Gilia diegensis

Scientific classification
- Kingdom: Plantae
- Clade: Tracheophytes
- Clade: Angiosperms
- Clade: Eudicots
- Clade: Asterids
- Order: Ericales
- Family: Polemoniaceae
- Genus: Gilia
- Species: G. diegensis
- Binomial name: Gilia diegensis (Munz) A.D. Grant & V.E. Grant

= Gilia diegensis =

- Genus: Gilia
- Species: diegensis
- Authority: (Munz) A.D. Grant & V.E. Grant

Species of flowering plant

Gilia diegensis is a species of flowering plant in the phlox family known by the common name coastal gilia.

It is native to southern California and Baja California, where it grows in forest and scrub habitat in the Transverse and Peninsular Ranges and the deserts to the east.

==Description==
Gilia diegensis produces a usually glandular, erect stem up to 40 cm centimeters tall.
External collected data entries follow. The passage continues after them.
PR #822, opened 2016-10-14
Fix debugger proxy

gregg-miskelly:
The previous change to the directory structure broke the debugger proxy code (but we never noticed since it isn't used much). This fixes it.


gregg-miskelly:
@chuckries please review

The plant forms a flat basal rosette of sharply lobed, deeply cut leaves each up to 7 centimeters long. There are smaller leaves on the stem which are lance-shaped and lined with teeth.

The inflorescence is a cluster of flowers with purple and yellow throats and white to lavender corolla lobes with protruding stamens tipped with blue anthers.